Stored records
[Start of Attachment]

PR #11515, opened 2021-12-06
Refactors in `_generate_sync_entry_for_rooms`

DMRobertson:
Small things that helped me when I was reading all of this stuff.

- 0af0643c7 is probably the most useful.
- f9dff2d60 and 963de4e5c pull out isolated chunks of code into their own functions.
- 0e2c6f6fc: I'm not sure if this makes things clearer or just introduces more noise. Input welcome.

### DIFF
--- a/synapse/handlers/sync.py
+++ b/synapse/handlers/sync.py
@@ -1612,6 +1612,12 @@ class SyncHandler:
         )
 
     async def _get_ignored_users(self, user_id: str) -> FrozenSet[str]:
+        """Retrieve the users ignored by the given user from their global account_data.
+
+        Returns an empty set if
+        - there is no global account_data entry for ignored_users
+        - there is such an entry, but it's not a JSON object.
+        """
         ignored_account_data = (
             await self.store.get_global_account_data_by_type_for_user(
                 AccountDataTypes.IGNORED_USER_LIST, user_id=user_id
--- a/synapse/handlers/sync.py
+++ b/synapse/handlers/sync.py
@@ -1512,8 +1512,8 @@ class SyncHandler:
             account_data_by_room: Dictionary of per room account data
 
         Returns:
-            Returns a 4-tuple describing rooms we've joined or left, and users who've
-            joined or left rooms we're in. This gets used later in
+            Returns a 4-tuple describing rooms the user has joined or left, and users who've
+            joined or left rooms any rooms the user is in. This gets used later in
             `_generate_sync_entry_for_device_list`.
 
             Its entries are:
--- a/synapse/handlers/sync.py
+++ b/synapse/handlers/sync.py
@@ -184,20 +184,6 @@ class GroupsSyncResult:
 
 
 @attr.s(slots=True, frozen=True, auto_attribs=True)
-class MembershipChangesSummary:
-    """
-    A summary of rooms we've joined or left, plus users who we've seen join or leave.
-
-    Used to create the DeviceLists struct below.
-    """
-
-    newly_joined_rooms: Collection[str]
-    newly_joined_or_invited_or_knocked_users: Collection[str]
-    newly_left_rooms: Collection[str]
-    newly_left_users: Collection[str]
-
-
-@attr.s(slots=True, frozen=True, auto_attribs=True)
 class DeviceLists:
     """
     Attributes:
@@ -1126,9 +1112,11 @@ class SyncHandler:
 
         logger.debug("Fetching room data")
 
-        membership_changes_summary = await self._generate_sync_entry_for_rooms(
+        res = await self._generate_sync_entry_for_rooms(
             sync_result_builder, account_data_by_room
         )
+        newly_joined_rooms, newly_joined_or_invited_or_knocked_users, _, _ = res
+        _, _, newly_left_rooms, newly_left_users = res
 
         block_all_presence_data = (
             since_token is None and sync_config.filter_collection.blocks_all_presence()
@@ -1137,8 +1125,8 @@ class SyncHandler:
             logger.debug("Fetching presence data")
             await self._generate_sync_entry_for_presence(
                 sync_result_builder,
-                membership_changes_summary.newly_joined_rooms,
-                membership_changes_summary.newly_joined_or_invited_or_knocked_users,
+                newly_joined_rooms,
+                newly_joined_or_invited_or_knocked_users,
             )
 
         logger.debug("Fetching to-device data")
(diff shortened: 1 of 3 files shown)


DMRobertson:
Sytest failure wasn't a known flake, but only happened on one instance.

Here's the logs:

```
21061-2021-12-06 18:04:19,595 - synapse.http.server - 101 - ERROR - POST-2523 - Failed handle request via 'RoomCreateRestServlet': <SynapseRequest at 0x7f8d18dc8f98 method='POST' uri='/_matrix/client/r0/createRoom?access_token=<redacted>' clientproto='HTTP/1.1' site='8824'>
21062-Traceback (most recent call last):
21063-  File "/venv/lib/python3.7/site-packages/synapse/http/server.py", line 262, in _async_render_wrapper
21064-    callback_return = await self._async_render(request)
21065-  File "/venv/lib/python3.7/site-packages/synapse/http/server.py", line 451, in _async_render
21066-    callback_return = await raw_callback_return
21067-  File "/venv/lib/python3.7/site-packages/synapse/rest/client/room.py", line 90, in on_POST
21068-    requester, self.get_room_config(request)
21069-  File "/venv/lib/python3.7/site-packages/synapse/handlers/room.py", line 919, in create_room
21070-    last_stream_id,
21071-  File "/venv/lib/python3.7/site-packages/synapse/replication/tcp/client.py", line 302, in wait_for_stream_position
21072-    await make_deferred_yieldable(deferred)
21073-  File "/venv/lib/python3.7/site-packages/twisted/internet/defer.py", line 859, in _runCallbacks
21074-    current.result, *args, **kwargs
21075-  File "/venv/lib/python3.7/site-packages/synapse/util/async_helpers.py", line 532, in convert_cancelled
21076-    raise defer.TimeoutError("Timed out after %gs" % (timeout,))
21077-twisted.internet.defer.TimeoutError: Timed out after 30s
21078:2021-12-06 18:04:19,599 - synapse.access.http.8824 - 421 - I
```

synapse/handlers/sync.py
```diff
@@ -1630,6 +1618,22 @@ async def handle_room_entries(room_entry: "RoomSyncResultBuilder") -> None:
             newly_left_users,
         )
 
+    async def _get_ignored_users(self, user_id: str) -> FrozenSet[str]:
```
clokep, line 1614: Docstring please!

synapse/handlers/sync.py
```diff
@@ -1630,6 +1618,22 @@ async def handle_room_entries(room_entry: "RoomSyncResultBuilder") -> None:
...
+        ignored_account_data = (
+            await self.store.get_global_account_data_by_type_for_user(
+                AccountDataTypes.IGNORED_USER_LIST, user_id=user_id
+            )
+        )
```
clokep, line 1619: I wonder if we can use the `ignored_users` table instead of this...? But that's a real change, not just a refactor.

synapse/handlers/sync.py
```diff
@@ -1506,16 +1512,22 @@ async def _generate_sync_entry_for_rooms(
             account_data_by_room: Dictionary of per room account data
 
         Returns:
-            Returns a 4-tuple whose entries are:
+            Returns a 4-tuple describing rooms we've joined or left, and users who've
+            joined or left rooms we're in. This gets used later in
+            `_generate_sync_entry_for_device_list`.
```
clokep, line 1517:
```suggestion
            Returns a 4-tuple describing rooms the user has joined or left, and users who've
            joined or left rooms any rooms the user is in. This gets used later in
            `_generate_sync_entry_for_device_list`.
```

synapse/handlers/sync.py
```diff
@@ -2353,6 +2333,34 @@ class SyncResultBuilder:
     to_device: List[JsonDict] = attr.Factory(list)
 
 
+def _calculate_user_changes(
+    sync_result_builder: "SyncResultBuilder",
+) -> Tuple[Set[str], Set[str]]:
```
clokep, line 2344: I wonder if this should be start of `SyncResultBuilder`?

synapse/handlers/sync.py
```diff
@@ -183,6 +183,20 @@ def __bool__(self) -> bool:
         return bool(self.join or self.invite or self.leave)
 
 
+@attr.s(slots=True, frozen=True, auto_attribs=True)
+class MembershipChangesSummary:
```
clokep, line 187: I'm not sure if using a class here instead of the 4-tuple is much clearer.

clokep (commented):
Seems reasonable overall. 👍

synapse/handlers/sync.py
DMRobertson: Didn't know about that, thanks. Though it's frustrating that it's not clear where the source of truth is. I'll add a #TODO.

clokep: They should be in-sync, this table was added as an optimization. It might not take into account everything you need though!

synapse/handlers/sync.py
DMRobertson: I'm glad you agree---I wasn't convinced either. I'll revert https://github.com/matrix-org/synapse/commit/0e2c6f6fcd13237514896d64af8b039e2cf4d9f4.

synapse/handlers/sync.py
DMRobertson: Not sure what you mean here, sorry. Perhaps that this ought to be placed above the definition of `SyncResultBuilder`?

Oh, actually I think you mean the quotes are unnecessary.

(My personal preference would be to move SyncResultBuilder and all other POD structs/classes all the way up to the top of the file, so the quotes aren't needed throughout.)

synapse/handlers/sync.py
DMRobertson: Coming in dba7c941a.

synapse/handlers/sync.py
DMRobertson: Note upcoming in ecccfb405.

synapse/handlers/sync.py
DMRobertson: ... reverted in c38478998.

synapse/handlers/sync.py
DMRobertson: Trimmed quotes in dd39d8276.

clokep: What I meant to say was:

> I wonder if this should be *part* of `SyncResultBuilder`?

As in a method on that class! Clearly I failed to say anything reasonable.

DMRobertson: Ahh, I see. I considered this, but opted to make `_calculate_user_changes` a free function, to try and suggest that it's just reading data and not mutating the `SyncResultBuilder` instance.

I think this is just an old C++ habit dying hard though. Happy to go with whatever you think is clearest!

clokep: I think it is fine either way, `SyncResultBuilder` seems to just be a way to pass around mutable state so probably best to keep logic out of it.

clokep (approved):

[End of Attachment]

▶ **Problem**
Report each line of the data in which "slots" occurs.

▶ **Solution to this exercise**
 @attr.s(slots=True, frozen=True, auto_attribs=True)
-@attr.s(slots=True, frozen=True, auto_attribs=True)
+@attr.s(slots=True, frozen=True, auto_attribs=True)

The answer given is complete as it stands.